### Exercise
The answer should be an exact copy of the lines from the one with "4. **Stochastic Weight" through the end of the listing below, with no other lines.

*** Supplied material ***

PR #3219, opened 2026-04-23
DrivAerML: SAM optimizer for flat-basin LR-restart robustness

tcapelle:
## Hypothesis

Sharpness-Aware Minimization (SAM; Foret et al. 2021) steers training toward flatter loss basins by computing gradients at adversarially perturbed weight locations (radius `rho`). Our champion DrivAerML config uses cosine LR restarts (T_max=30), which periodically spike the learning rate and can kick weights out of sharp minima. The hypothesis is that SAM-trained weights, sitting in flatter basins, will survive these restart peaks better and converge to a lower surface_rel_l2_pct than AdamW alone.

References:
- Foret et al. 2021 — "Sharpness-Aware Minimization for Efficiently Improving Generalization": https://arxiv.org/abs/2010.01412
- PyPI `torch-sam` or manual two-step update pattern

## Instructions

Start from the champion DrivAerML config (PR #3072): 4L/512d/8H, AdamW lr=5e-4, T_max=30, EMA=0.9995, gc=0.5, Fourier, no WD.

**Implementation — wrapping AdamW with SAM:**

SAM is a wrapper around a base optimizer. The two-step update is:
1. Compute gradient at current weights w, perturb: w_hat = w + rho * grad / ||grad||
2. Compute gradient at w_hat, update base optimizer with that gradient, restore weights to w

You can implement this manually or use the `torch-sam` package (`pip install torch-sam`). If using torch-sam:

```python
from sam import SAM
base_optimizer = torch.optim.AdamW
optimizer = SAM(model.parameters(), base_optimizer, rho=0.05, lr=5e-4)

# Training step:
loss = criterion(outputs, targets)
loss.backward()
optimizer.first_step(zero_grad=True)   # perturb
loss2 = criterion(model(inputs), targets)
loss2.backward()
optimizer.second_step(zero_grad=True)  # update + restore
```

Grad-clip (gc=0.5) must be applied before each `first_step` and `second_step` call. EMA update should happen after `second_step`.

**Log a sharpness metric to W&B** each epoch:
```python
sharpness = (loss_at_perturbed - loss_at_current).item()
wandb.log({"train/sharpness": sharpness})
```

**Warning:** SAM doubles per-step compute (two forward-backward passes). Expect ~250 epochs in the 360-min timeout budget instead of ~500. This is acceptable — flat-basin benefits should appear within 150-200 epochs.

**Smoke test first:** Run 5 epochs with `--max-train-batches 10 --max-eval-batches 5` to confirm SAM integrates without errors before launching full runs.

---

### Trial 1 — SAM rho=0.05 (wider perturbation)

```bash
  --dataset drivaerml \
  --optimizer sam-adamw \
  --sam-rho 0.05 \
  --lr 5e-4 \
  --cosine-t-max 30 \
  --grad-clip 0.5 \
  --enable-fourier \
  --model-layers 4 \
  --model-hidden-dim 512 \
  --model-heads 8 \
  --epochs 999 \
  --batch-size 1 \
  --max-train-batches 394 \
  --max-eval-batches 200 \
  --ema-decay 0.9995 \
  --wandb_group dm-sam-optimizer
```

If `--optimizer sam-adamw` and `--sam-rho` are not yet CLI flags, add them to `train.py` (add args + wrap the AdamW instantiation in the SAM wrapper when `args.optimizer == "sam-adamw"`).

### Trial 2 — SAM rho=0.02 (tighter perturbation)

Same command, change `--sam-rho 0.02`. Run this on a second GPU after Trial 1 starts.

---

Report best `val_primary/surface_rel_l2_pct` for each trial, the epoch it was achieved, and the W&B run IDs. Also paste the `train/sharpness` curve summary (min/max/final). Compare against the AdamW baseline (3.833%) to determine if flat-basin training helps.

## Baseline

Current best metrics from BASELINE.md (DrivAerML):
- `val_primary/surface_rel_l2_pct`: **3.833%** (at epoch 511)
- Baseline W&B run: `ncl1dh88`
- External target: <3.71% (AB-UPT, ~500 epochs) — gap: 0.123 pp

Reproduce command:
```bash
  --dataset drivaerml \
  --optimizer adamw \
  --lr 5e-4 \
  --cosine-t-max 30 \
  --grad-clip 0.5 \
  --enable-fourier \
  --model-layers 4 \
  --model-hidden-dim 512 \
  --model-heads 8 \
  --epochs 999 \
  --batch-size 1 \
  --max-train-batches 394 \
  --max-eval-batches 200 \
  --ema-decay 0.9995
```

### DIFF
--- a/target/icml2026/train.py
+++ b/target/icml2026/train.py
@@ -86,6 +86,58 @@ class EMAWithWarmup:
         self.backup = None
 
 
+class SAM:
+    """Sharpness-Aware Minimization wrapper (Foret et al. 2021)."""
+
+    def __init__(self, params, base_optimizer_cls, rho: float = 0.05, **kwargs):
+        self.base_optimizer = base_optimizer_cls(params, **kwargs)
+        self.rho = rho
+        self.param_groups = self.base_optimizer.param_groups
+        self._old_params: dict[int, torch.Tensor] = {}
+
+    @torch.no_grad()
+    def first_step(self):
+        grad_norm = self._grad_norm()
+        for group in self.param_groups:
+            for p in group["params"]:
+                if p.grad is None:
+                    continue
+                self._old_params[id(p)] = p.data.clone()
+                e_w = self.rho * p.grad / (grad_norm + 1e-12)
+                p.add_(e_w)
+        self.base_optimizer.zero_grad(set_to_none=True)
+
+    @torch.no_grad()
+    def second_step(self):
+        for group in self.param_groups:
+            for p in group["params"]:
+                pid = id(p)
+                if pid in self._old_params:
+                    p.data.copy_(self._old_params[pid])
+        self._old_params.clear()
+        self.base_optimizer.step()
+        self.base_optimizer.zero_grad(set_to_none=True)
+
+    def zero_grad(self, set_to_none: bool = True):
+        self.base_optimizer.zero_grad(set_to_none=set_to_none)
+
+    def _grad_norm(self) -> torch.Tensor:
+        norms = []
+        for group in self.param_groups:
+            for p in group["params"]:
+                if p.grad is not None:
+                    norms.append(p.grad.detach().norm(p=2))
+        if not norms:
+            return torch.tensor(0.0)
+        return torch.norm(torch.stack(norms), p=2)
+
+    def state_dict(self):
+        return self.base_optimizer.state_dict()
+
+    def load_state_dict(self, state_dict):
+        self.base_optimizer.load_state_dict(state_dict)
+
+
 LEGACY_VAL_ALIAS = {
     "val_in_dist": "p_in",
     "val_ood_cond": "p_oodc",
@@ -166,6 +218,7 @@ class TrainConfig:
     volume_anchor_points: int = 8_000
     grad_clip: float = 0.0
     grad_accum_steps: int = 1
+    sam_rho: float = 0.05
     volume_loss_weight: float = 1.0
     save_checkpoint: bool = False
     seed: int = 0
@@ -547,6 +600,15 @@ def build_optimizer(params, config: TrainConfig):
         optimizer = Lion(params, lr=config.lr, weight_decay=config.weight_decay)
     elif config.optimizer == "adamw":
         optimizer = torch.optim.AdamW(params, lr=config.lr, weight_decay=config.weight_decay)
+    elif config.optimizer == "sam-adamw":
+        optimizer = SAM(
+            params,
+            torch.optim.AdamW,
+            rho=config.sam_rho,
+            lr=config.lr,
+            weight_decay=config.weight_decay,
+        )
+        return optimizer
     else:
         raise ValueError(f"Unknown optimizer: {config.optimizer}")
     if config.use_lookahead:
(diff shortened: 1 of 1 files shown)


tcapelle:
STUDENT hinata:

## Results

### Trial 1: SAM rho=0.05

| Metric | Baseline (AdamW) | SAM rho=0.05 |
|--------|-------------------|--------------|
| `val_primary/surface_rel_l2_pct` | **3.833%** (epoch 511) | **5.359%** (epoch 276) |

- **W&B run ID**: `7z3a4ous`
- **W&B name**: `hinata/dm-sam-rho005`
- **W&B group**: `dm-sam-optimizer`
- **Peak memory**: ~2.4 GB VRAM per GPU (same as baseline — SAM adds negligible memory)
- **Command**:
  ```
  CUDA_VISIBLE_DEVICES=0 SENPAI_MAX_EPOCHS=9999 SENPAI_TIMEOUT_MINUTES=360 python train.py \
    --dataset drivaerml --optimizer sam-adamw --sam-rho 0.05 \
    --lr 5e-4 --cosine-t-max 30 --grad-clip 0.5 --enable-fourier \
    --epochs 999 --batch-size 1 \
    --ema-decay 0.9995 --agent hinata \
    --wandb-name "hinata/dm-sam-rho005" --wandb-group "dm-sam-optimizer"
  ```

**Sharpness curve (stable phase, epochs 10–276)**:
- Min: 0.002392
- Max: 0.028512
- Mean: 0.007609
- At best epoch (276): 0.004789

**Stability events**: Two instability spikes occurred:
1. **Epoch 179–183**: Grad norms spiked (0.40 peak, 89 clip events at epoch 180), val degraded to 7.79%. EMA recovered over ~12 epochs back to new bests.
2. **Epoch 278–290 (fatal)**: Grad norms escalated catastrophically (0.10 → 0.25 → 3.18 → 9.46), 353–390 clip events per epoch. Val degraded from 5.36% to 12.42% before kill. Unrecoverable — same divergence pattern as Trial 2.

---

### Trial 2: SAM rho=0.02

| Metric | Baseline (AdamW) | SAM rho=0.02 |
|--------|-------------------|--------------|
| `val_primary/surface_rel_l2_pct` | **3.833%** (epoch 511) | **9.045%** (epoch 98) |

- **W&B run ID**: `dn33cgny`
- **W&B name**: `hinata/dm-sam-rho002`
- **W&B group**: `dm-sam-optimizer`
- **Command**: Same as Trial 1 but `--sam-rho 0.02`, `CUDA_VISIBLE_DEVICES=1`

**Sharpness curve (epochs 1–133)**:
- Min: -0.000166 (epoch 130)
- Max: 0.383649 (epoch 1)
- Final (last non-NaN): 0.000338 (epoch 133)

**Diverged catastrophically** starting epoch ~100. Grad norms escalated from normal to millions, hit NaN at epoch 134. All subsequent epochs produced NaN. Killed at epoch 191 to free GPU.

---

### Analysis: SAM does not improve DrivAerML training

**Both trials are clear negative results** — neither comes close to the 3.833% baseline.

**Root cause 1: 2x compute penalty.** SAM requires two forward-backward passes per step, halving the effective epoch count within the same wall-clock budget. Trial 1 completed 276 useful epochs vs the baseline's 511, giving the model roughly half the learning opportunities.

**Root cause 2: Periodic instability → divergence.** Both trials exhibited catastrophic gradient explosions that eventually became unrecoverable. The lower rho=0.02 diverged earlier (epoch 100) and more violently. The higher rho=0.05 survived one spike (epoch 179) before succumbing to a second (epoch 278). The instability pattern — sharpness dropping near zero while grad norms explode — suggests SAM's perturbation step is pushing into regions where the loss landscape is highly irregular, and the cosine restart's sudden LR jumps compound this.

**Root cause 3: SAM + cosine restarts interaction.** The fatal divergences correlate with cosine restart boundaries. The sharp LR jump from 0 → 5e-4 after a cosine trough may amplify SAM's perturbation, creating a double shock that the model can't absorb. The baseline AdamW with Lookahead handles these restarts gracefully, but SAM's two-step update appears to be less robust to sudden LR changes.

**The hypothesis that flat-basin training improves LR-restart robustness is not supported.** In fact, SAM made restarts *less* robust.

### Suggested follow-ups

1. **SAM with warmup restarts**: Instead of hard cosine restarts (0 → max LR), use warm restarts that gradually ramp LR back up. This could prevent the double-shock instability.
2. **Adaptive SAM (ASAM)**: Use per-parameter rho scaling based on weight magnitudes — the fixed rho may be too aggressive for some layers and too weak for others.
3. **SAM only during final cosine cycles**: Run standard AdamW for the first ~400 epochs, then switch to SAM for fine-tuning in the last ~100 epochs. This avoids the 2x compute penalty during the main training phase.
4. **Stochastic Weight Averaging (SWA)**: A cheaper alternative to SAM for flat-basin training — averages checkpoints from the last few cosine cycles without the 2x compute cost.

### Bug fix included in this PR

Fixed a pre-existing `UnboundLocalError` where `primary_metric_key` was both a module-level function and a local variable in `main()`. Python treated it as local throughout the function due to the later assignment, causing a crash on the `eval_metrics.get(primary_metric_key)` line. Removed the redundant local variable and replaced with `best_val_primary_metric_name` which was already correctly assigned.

*** End of Supplied material ***

### Your solution
4. **Stochastic Weight Averaging (SWA)**: A cheaper alternative to SAM for flat-basin training — averages checkpoints from the last few cosine cycles without the 2x compute cost.

### Bug fix included in this PR

Fixed a pre-existing `UnboundLocalError` where `primary_metric_key` was both a module-level function and a local variable in `main()`. Python treated it as local throughout the function due to the later assignment, causing a crash on the `eval_metrics.get(primary_metric_key)` line. Removed the redundant local variable and replaced with `best_val_primary_metric_name` which was already correctly assigned.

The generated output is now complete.